According to Tang et al.[136], basalt fiber-reinforced polypropylene composites showed a lower limiting oxygen index (measured at 18.6) compared to pure polypropylene (19.1). Basalt fiber-reinforced polypropylene composites burned slower than pure polypropylene when subjected to the same concentration of oxygen and displayed improved anti-melt dripping properties. Thermogravimetric analysis results indicated that the inclusion of basalt fiber in polypropylene resulted in a reduction of the maximum thermal degradation rate and an increase in the temperature at which this degradation occurs. A study using a cone calorimeter test revealed that a composite material made of basalt fiber reinforced polypropylene had lower heat release rate, total heat release, rate of smoke release, and total smoke release compared to polypropylene alone. In conclusion, adding basalt fiber to polypropylene led to a composite with improved ability to withstand high temperatures and burn more slowly compared to pure polypropylene[136]. Cerny et al.[64] studied how well FRC with continuous basalt fibers could withstand high temperatures after some of the polysiloxane matrix had been burned away. Wet-winding was used to create the composites, which were then further pyrolyzed between 650 and 750°C in nitrogen environment. It was shown that the temperature effects depended more on the elastic characteristics of the matrix, such as the shear modulus, than on the composite's Youngs modulus, which is dominated by reinforcing fibers[64]. Comparing basalt-based FRC to glass- and carbon-based FRC, basalt-based FRC showed improved thermal stability with higher rates of mechanical property preservation.
C. Chemical Durability
Exposure to corrosive substances can shorten the service life of composite materials. The mechanical behaviour of composite materials can significantly deteriorate when exposed to corrosive environments. Mingchao et al.[137] examined how well basalt fiber reinforced concrete could resist different types of chemicals by putting it in various chemical solutions. The durability of basalt fiber reinforced concrete against chemical deterioration was tested by exposing it to different chemical substances like sulfuric acid, hydrochloric acid, nitric acid, sodium hydroxide, sodium carbonate, ammonia, acetone, and water. The study found that the FRC was more durable and resistant to corrosion when it was exposed to alkaline solutions[137].

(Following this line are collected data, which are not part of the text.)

PR #2425, opened 2024-09-12
src: Prefetch list of targets on hover of Create blueprint button

regexowl:
This prefetches list of possible targets based on distribution for `onMouseEnter` event of Create blueprint button.


mgold1234 (commented):
/lgtm
its looking very good! thank you

mgold1234 (approved):
/lgtm

PR #2426, opened 2024-09-12
test: Update Edit wizard test

regexowl:
The content steps were surfaced from previously used Content section and we're now testing with all flags set to true. Updating the list of step nav items that should be enabled.


croissanne (approved):

croissanne (approved):

mgold1234 (approved):
/lgtm

PR #2631, opened 2024-11-27
ImagesTable: add RHEL 9.5 display value

### LINKED ISSUE #2632: RHEL 9.5 doesn't have a display value
When explicitly building rhel-95, it doesn't show up in the UI

image

ezr-ondrej:
SSIA

Fixes #2632

### DIFF
--- a/api/schema/imageBuilder.yaml
+++ b/api/schema/imageBuilder.yaml
@@ -1117,6 +1117,7 @@ components:
         - rhel-92
         - rhel-93
         - rhel-94
+        - rhel-95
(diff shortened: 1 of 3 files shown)


regexowl:
Absolutely yes! But it's weird that we didn't get any errors on build. :thinking:

regexowl:
> I've explicitly updated only the IB schema, there is A LOT of changes in compliance, I did not want to pollute this PR xD

Fair enough! This is perfect, thanks!

regexowl (approved):

PR #2633, opened 2024-11-27
wizard: add  Users to review step (HMS-4906)

mgold1234:
this commit add Users to review step - (HMS-4906)

### DIFF
--- a/src/Components/CreateImageWizard/steps/Review/ReviewStepTextLists.tsx
+++ b/src/Components/CreateImageWizard/steps/Review/ReviewStepTextLists.tsx
@@ -68,6 +68,8 @@ import {
   selectLanguages,
   selectKeyboard,
   selectHostname,
+  selectUserNameByIndex,
+  selectUserPasswordByIndex,
 } from '../../../../store/wizardSlice';
 import { toMonthAndYear, yyyyMMddFormat } from '../../../../Utilities/time';
 import {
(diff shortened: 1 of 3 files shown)


src/Components/CreateImageWizard/steps/Review/ReviewStepTextLists.tsx
```diff
@@ -774,6 +777,45 @@ export const TimezoneList = () => {
...
+              User name
+            </TextListItem>
+            <TextListItem component={TextListItemVariants.dd}>
+              {userName}
+            </TextListItem>
+            <TextListItem
+              component={TextListItemVariants.dt}
+              className="pf-v5-u-min-width"
+            >
+              Passwords
```
regexowl, line 807: Can there be more passwords or should it be just "Password"?

src/Components/CreateImageWizard/steps/Review/ReviewStepTextLists.tsx
```diff
@@ -774,6 +777,45 @@ export const TimezoneList = () => {
...
+  return (
+    <TextContent>
+      <TextList component={TextListVariants.dl}>
+        {users.length > 0 && (
+          <>
+            <TextListItem
+              component={TextListItemVariants.dt}
+              className="pf-v5-u-min-width"
+            >
+              User name
```
regexowl, line 798:
```suggestion
              Username
```

src/Components/CreateImageWizard/steps/Review/ReviewStepTextLists.tsx
```diff
@@ -774,6 +777,45 @@ export const TimezoneList = () => {
...
+  const index = 0;
+  const userNameSelector = selectUserNameByIndex(index);
+  const userName = useAppSelector(userNameSelector);
+  const userPasswordSelector = selectUserPasswordByIndex(index);
+  const userPassword = useAppSelector(userPasswordSelector);
+
+  return (
+    <TextContent>
+      <TextList component={TextListVariants.dl}>
+        {users.length > 0 && (
```
regexowl, line 792: This will need a tiny tweak as when there's no username and/or password the item descriptions are rendered empty:

image

That's because when clicking "Add user" the object gets added and stays in the store even when there are no values, thus the array has length of 1:

image

We're currently showing the expandables even when they're empty so we could simply remove this condition and in the descriptions do something like `{userName || 'None'} so we'd have

image

We can hide the entire expandable for sure if there are no values, but that would have to be done on the `ReviewStep.tsx` level.

regexowl (commented):
Looking good! Added a few comments.

regexowl (approved):
Thank you!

The stress-corrosion performance of basalt-based fiber reinforced concrete was studied through immersion in a corrosive solution composed of 5% sulfuric acid. Experiments with interruptions were conducted at stress levels of 30%, 50%, and 70% of the maximum strength. The study found that the degradation of basalt fiber reinforced concrete was influenced by time and was more severe when stress levels exceeded 50% of the maximum strength. Analysis of the composite samples using a scanning electron microscope (SEM) showed a significant effect of matrix plasticization[138].
IX. INDUSTRIAL APPLICATIONS
The versatility of basalt fiber-reinforced composites (FRC) opens up numerous possibilities for industrial use. These materials are sought after for their ability to resist corrosion in the chemical industry[139], and to offer wear and friction resistance in the automotive sector[140]. Basalt FRCs are also suitable for use as primary components in low-impact applications[141]. Other industries that can benefit from the use of basalt FRCs include construction, energy[142], and sports[142]. They can be used for high-temperature insulation in automotive catalysts and electrical appliances, and as a means of fire protection [143].
A. Automotive sector
Car manufacturers in the automotive industry often use basalt fiber-reinforced composites to make headliners due to their excellent recyclability. This gives basalt composites a clear advantage over other materials when it comes to manufacturing car headliners. Car headliner composite laminates consist of a core material with an adhesive layer on either side, with basalt fiber-reinforced composites (FRC) being placed adjacent to each of these adhesive layers[140], [142]. Basalt fiber composites are used not only in car headliners but also in making brake pads and clutch facings for automobiles. The use of basalt fiber-reinforced composites (FRC) in the automotive sector brings several benefits as compared to composites made from other fibers, such as glass. Basalt fiber-reinforced composites offer several advantages such as extended service life due to their increased durability, enhanced resistance to wear and friction, superior shock resistance, ability to withstand high operating temperatures, improved resistance to chemicals and moisture, and being environmentally friendly[140], [142].
B. Construction Industry
The construction industry also utilizes basalt fibers in a variety of applications. One of the most common uses is the production of basalt composite rebar for reinforcing concrete, offering numerous advantages over steel and glass fiber rebar. Basalt rebars offer a number of advantages over other materials, including superior fracture toughness, lightweight, improved resistance to chemicals and moisture, exceptional thermal stability, ease of processing, and good electrical conductivity[144]. Basalt rebars are often considered a preferable alternative to conventional materials in the marine and chemical industries due to their exceptional corrosion resistance. This advantage makes them particularly useful for construction projects in these sectors[144].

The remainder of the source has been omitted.